[Stored data entries]
● ● ● ● ● ● ●

PR #2764, opened 2022-01-18
Update Server Configuration after start

0xTim:
This ensures that the `Application`'s configuration is updated correctly when the server starts. This allows you to retrieve correct hostname and ports from the `Application`.

Resolves #2755

PR #2882, opened 2022-09-05
Fixing issue #2755: updating config storage inside HTTPServer

### LINKED ISSUE #2755: http server configuration has wrong hostname and port if they are set through cli ( -H hostname -p port )
### Describe the bug

It looks like that even if the application has been started setting custom hostname and port via CLI, the hostname and port properties of app.http.server.configuration return the default 127.0.0.1:8080.
Some other properties may be incorrect too, I didn't test those.

### To Reproduce

1. Add a line to print hostname and port.
```swift
app.logger.log(level: .warning, "\(app.http.server.configuration.hostname):\(app.http.server.configuration.port)"
```
2. Run the application setting custom hostname and port.
```shell
vapor run serve --hostname 192.168.1.14 --port 8081
```
3. Output is
```
[ WARNING ] 127.0.0.1:8080
[ NOTICE ] Server starting on http://192.168.1.14:8081
```

### Expected behavior

I think that configuration should reflect the real hostname and port that the server is running on.
```
[ WARNING ] 192.168.1.14:8081
[ NOTICE ] Server starting on http://192.168.1.14:8081
```

### Environment

* Vapor Framework version: 4.54.0
* Vapor Toolbox version: 18.3.3
* OS version: macOS Monterey 12.1

### Additional context

If hostname and port are changed programmatically in configure.swift configure method then they are successfully set to the correct values.

rkreutz:
We can update application.storage from within HTTPServer, this way we can keep any changes that happen to the configuration internally up-to-date with the application storage.

This possibly has the least changes and less surface of potential flaws, since we are only adding an extra param and working on top of it. However, now we are setting the application storage from within `HTTPServer`, there is no issue with that, is just that now we have 2 places changing the storage for the config.

Resolves #2755

### DIFF
--- a/Sources/Vapor/HTTP/Server/HTTPServer.swift
+++ b/Sources/Vapor/HTTP/Server/HTTPServer.swift
@@ -232,8 +232,23 @@ public final class HTTPServer: Server {
         return connection.channel.closeFuture
     }
 
+    public var configuration: Configuration {
+        get { _configuration }
+        set {
+            guard !didStart else {
+                _configuration.logger.warning("Cannot modify server configuration after server has been started.")
+                return
+            }
+            _configuration = newValue
+        }
+    }
+
     private let responder: Responder
-    private var configuration: Configuration
+    private var _configuration: Configuration {
+        willSet {
+            self.application.storage[Application.HTTP.Server.ConfigurationKey.self] = newValue
+        }
+    }
     private let eventLoopGroup: EventLoopGroup
     
     private var connection: HTTPServerConnection?
@@ -250,7 +265,7 @@ public final class HTTPServer: Server {
     ) {
         self.application = application
         self.responder = responder
-        self.configuration = configuration
+        self._configuration = configuration
         self.eventLoopGroup = eventLoopGroup
         self.didStart = false
         self.didShutdown = false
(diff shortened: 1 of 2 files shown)


rkreutz:
this is an alternative to https://github.com/vapor/vapor/pull/2881

0xTim:
This should have been solved in #2764 - does that match with what you were seeing?

rkreutz:
In that PR you have reflected changes in configuration back to HTTPServer, which is just part of the fix, we also need to update `application.storage[Application.HTTP.Server.ConfigKey]` with the new configuration otherwise accessing `application.http.server.configuration` will be outdated

0xTim:
@rkreutz ah I see - do you want to update the PR so the test reflects the missing config? Thanks!

rkreutz:
Should we go with this approach then rather than #2881 ?

0xTim:
Yeah this feels like a better change, keeping it as a struct if possible is desirable as we adopt `Sendable` throughout the codebase

rkreutz:
@0xTim added the unit tests there [d0c6778](https://github.com/vapor/vapor/pull/2882/commits/d0c67785aeff7bcf67bf571754d294c82945b426), I've reverted the changes and ran the tests and confirmed they were failing, and after reapplying the change the tests pass

rkreutz:
Hey @0xTim anything else here you'd like to have added?

0xTim (approved):
Apologies, got lost in the queue! This is good to go when CI passes

PR #2883, opened 2022-09-06
Reducing minimum target for Concurrency related code

rkreutz:
Since Xcode 13.2, Swift Concurrency support has been extended to macOS 10.15, iOS 13, tvOS 13 and watchOS 6 therefore we can safely lower minimum target version on Concurrency related code

### DIFF
--- a/Sources/Development/routes.swift
+++ b/Sources/Development/routes.swift
@@ -232,7 +232,7 @@ public func routes(_ app: Application) throws {
     }
 
     #if compiler(>=5.5) && canImport(_Concurrency)
-    if #available(macOS 12, *) {
+    if #available(macOS 10.15, iOS 13, tvOS 13, watchOS 6, *) {
         let asyncRoutes = app.grouped("async").grouped(TestAsyncMiddleware(number: 1))
         asyncRoutes.get("client") { req async throws -> String in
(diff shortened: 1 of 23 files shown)


0xTim:
Unfortunately it's not a simple as this. Whilst it works for most people,  anyone on older OSes with a new Xcode won't be able to compile and this doesn't work with Xcode 13.0 and 13.1. To fix this we'd need to duplicate all the concurrency API for old Xcode and new Xcode (see [NIO as an example](https://github.com/apple/swift-nio/blob/main/Sources/NIOCore/AsyncAwaitSupport+OldXcodes.swift). The maintenance burden is too great for us to commit to (and test and keep up to date etc).

We do have plans to solve this by dropping Swift 5.4 and 5.5 with the next chunk of async work - see https://blog.vapor.codes/posts/async-next-steps/

0xTim:
Unfortunately that would be a breaking change, which we can't do. If someone has 5.5.0 either via Xcode or in Docker and run an update they'd get compilation errors, which we can't do I'm afraid. The best workaround is probably VSCode and remote dev containers

rkreutz:
I'll just run my code on my forks, but hopefully this will get sorted eventually, thanks anyway

PR #3100, opened 2023-11-06
Add SendableRoute type

0xTim:
Adds a new `SendableRoute` to replace `Route`. This is designed to be a value type from the ground up which removes the need to access properties via locks in a large number of places.

Most users should be switched over automatically.


0xTim:
Closing as this will become part of Vapor 5

PR #3102, opened 2023-11-07
Fix issue when client disconnects midway through a stream

0xTim:
Fixes an issue when a client disconnects mid way through streaming a request in a Swift concurrency context. In certain cases this would trigger a de-init off the event loop, leading to a crash.

This fixes the issue by using a lock instead of a loop bound wrapper


Sources/Vapor/Request/Request+BodyStream.swift
```diff
@@ -16,13 +16,13 @@ extension Request {
             var buffer: [(BodyStreamResult, EventLoopPromise<Void>?)]
         }
 
-        private let isClosed: NIOLoopBoundBox<Bool>
+        private let isClosed: NIOLockedValueBox<Bool>
```
MahdiBM, line 19: Shouldn't an atomic be better?

gwynne: No.

gwynne:
@0xTim I'm not delighted with this solution; I'd much rather understand the underlying reason that an early disconnect causes a wrong-thread reinit.

Sources/Vapor/Request/Request+BodyStream.swift
MahdiBM: Why? 🤔

gwynne (approved):
Reluctantly.

PR #3104, opened 2023-11-15
Fix issue with AnySendableHashable in Route

0xTim:
Fixes a regression when using the `userInfo` dictionary which required the use of `AnySendableHashable`. Passing in `String`s (as opposed to string literals) would fail to compile as we don't have access to all the fancy stuff that `AnyHashable` does.

This fixes it to require `Strings` which is technically a source-breaking change but all known examples use `String` as the key and it was a potential DoS attack vector if this wasn't safe across concurrent environments.


0xTim:
Closing in favour of https://github.com/vapor/console-kit/pull/193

● ● ● ● ● ● ●

Each line of the data above needs to be returned exactly.

PR #2764, opened 2022-01-18
Update Server Configuration after start

0xTim:
This ensures that the `Application`'s configuration is updated correctly when the server starts. This allows you to retrieve correct hostname and ports from the `Application`.

Resolves #2755

PR #2882, opened 2022-09-05
Fixing issue #2755: updating config storage inside HTTPServer

### LINKED ISSUE #2755: http server configuration has wrong hostname and port if they are set through cli ( -H hostname -p port )
### Describe the bug

It looks like that even if the application has been started setting custom hostname and port via CLI, the hostname and port properties of app.http.server.configuration return the default 127.0.0.1:8080.
Some other properties may be incorrect too, I didn't test those.

### To Reproduce

1. Add a line to print hostname and port.
```swift
app.logger.log(level: .warning, "\(app.http.server.configuration.hostname):\(app.http.server.configuration.port)"
```
2. Run the application setting custom hostname and port.
```shell
vapor run serve --hostname 192.168.1.14 --port 8081
```
3. Output is
```
[ WARNING ] 127.0.0.1:8080
[ NOTICE ] Server starting on http://192.168.1.14:8081
```

### Expected behavior

I think that configuration should reflect the real hostname and port that the server is running on.
```
[ WARNING ] 192.168.1.14:8081
[ NOTICE ] Server starting on http://192.168.1.14:8081
```

### Environment

* Vapor Framework version: 4.54.0
* Vapor Toolbox version: 18.3.3
* OS version: macOS Monterey 12.1

### Additional context

If hostname and port are changed programmatically in configure.swift configure method then they are successfully set to the correct values.

rkreutz:
We can update application.storage from within HTTPServer, this way we can keep any changes that happen to the configuration internally up-to-date with the application storage.

This possibly has the least changes and less surface of potential flaws, since we are only adding an extra param and working on top of it. However, now we are setting the application storage from within `HTTPServer`, there is no issue with that, is just that now we have 2 places changing the storage for the config.

Resolves #2755

### DIFF
--- a/Sources/Vapor/HTTP/Server/HTTPServer.swift
+++ b/Sources/Vapor/HTTP/Server/HTTPServer.swift
@@ -232,8 +232,23 @@ public final class HTTPServer: Server {
         return connection.channel.closeFuture
     }
 
+    public var configuration: Configuration {
+        get { _configuration }
+        set {
+            guard !didStart else {
+                _configuration.logger.warning("Cannot modify server configuration after server has been started.")
+                return
+            }
+            _configuration = newValue
+        }
+    }
+
     private let responder: Responder
-    private var configuration: Configuration
+    private var _configuration: Configuration {
+        willSet {
+            self.application.storage[Application.HTTP.Server.ConfigurationKey.self] = newValue
+        }
+    }
     private let eventLoopGroup: EventLoopGroup
     
     private var connection: HTTPServerConnection?
@@ -250,7 +265,7 @@ public final class HTTPServer: Server {
     ) {
         self.application = application
         self.responder = responder
-        self.configuration = configuration
+        self._configuration = configuration
         self.eventLoopGroup = eventLoopGroup
         self.didStart = false
         self.didShutdown = false
(diff shortened: 1 of 2 files shown)


rkreutz:
this is an alternative to https://github.com/vapor/vapor/pull/2881

0xTim:
This should have been solved in #2764 - does that match with what you were seeing?

rkreutz:
In that PR you have reflected changes in configuration back to HTTPServer, which is just part of the fix, we also need to update `application.storage[Application.HTTP.Server.ConfigKey]` with the new configuration otherwise accessing `application.http.server.configuration` will be outdated

0xTim:
@rkreutz ah I see - do you want to update the PR so the test reflects the missing config? Thanks!

rkreutz:
Should we go with this approach then rather than #2881 ?

0xTim:
Yeah this feels like a better change, keeping it as a struct if possible is desirable as we adopt `Sendable` throughout the codebase

rkreutz:
@0xTim added the unit tests there [d0c6778](https://github.com/vapor/vapor/pull/2882/commits/d0c67785aeff7bcf67bf571754d294c82945b426), I've reverted the changes and ran the tests and confirmed they were failing, and after reapplying the change the tests pass

rkreutz:
Hey @0xTim anything else here you'd like to have added?

0xTim (approved):
Apologies, got lost in the queue! This is good to go when CI passes

PR #2883, opened 2022-09-06
Reducing minimum target for Concurrency related code

rkreutz:
Since Xcode 13.2, Swift Concurrency support has been extended to macOS 10.15, iOS 13, tvOS 13 and watchOS 6 therefore we can safely lower minimum target version on Concurrency related code

### DIFF
--- a/Sources/Development/routes.swift
+++ b/Sources/Development/routes.swift
@@ -232,7 +232,7 @@ public func routes(_ app: Application) throws {
     }
 
     #if compiler(>=5.5) && canImport(_Concurrency)
-    if #available(macOS 12, *) {
+    if #available(macOS 10.15, iOS 13, tvOS 13, watchOS 6, *) {
         let asyncRoutes = app.grouped("async").grouped(TestAsyncMiddleware(number: 1))
         asyncRoutes.get("client") { req async throws -> String in
(diff shortened: 1 of 23 files shown)


0xTim:
Unfortunately it's not a simple as this. Whilst it works for most people,  anyone on older OSes with a new Xcode won't be able to compile and this doesn't work with Xcode 13.0 and 13.1. To fix this we'd need to duplicate all the concurrency API for old Xcode and new Xcode (see [NIO as an example](https://github.com/apple/swift-nio/blob/main/Sources/NIOCore/AsyncAwaitSupport+OldXcodes.swift). The maintenance burden is too great for us to commit to (and test and keep up to date etc).

We do have plans to solve this by dropping Swift 5.4 and 5.5 with the next chunk of async work - see https://blog.vapor.codes/posts/async-next-steps/

0xTim:
Unfortunately that would be a breaking change, which we can't do. If someone has 5.5.0 either via Xcode or in Docker and run an update they'd get compilation errors, which we can't do I'm afraid. The best workaround is probably VSCode and remote dev containers

rkreutz:
I'll just run my code on my forks, but hopefully this will get sorted eventually, thanks anyway

PR #3100, opened 2023-11-06
Add SendableRoute type

0xTim:
Adds a new `SendableRoute` to replace `Route`. This is designed to be a value type from the ground up which removes the need to access properties via locks in a large number of places.

Most users should be switched over automatically.


0xTim:
Closing as this will become part of Vapor 5

PR #3102, opened 2023-11-07
Fix issue when client disconnects midway through a stream

0xTim:
Fixes an issue when a client disconnects mid way through streaming a request in a Swift concurrency context. In certain cases this would trigger a de-init off the event loop, leading to a crash.

This fixes the issue by using a lock instead of a loop bound wrapper


Sources/Vapor/Request/Request+BodyStream.swift
```diff
@@ -16,13 +16,13 @@ extension Request {
             var buffer: [(BodyStreamResult, EventLoopPromise<Void>?)]
         }
 
-        private let isClosed: NIOLoopBoundBox<Bool>
+        private let isClosed: NIOLockedValueBox<Bool>
```
MahdiBM, line 19: Shouldn't an atomic be better?

gwynne: No.

gwynne:
@0xTim I'm not delighted with this solution; I'd much rather understand the underlying reason that an early disconnect causes a wrong-thread reinit.

Sources/Vapor/Request/Request+BodyStream.swift
MahdiBM: Why? 🤔

gwynne (approved):
Reluctantly.

PR #3104, opened 2023-11-15
Fix issue with AnySendableHashable in Route

0xTim:
Fixes a regression when using the `userInfo` dictionary which required the use of `AnySendableHashable`. Passing in `String`s (as opposed to string literals) would fail to compile as we don't have access to all the fancy stuff that `AnyHashable` does.

This fixes it to require `Strings` which is technically a source-breaking change but all known examples use `String` as the key and it was a potential DoS attack vector if this wasn't safe across concurrent environments.


0xTim:
Closing in favour of https://github.com/vapor/console-kit/pull/193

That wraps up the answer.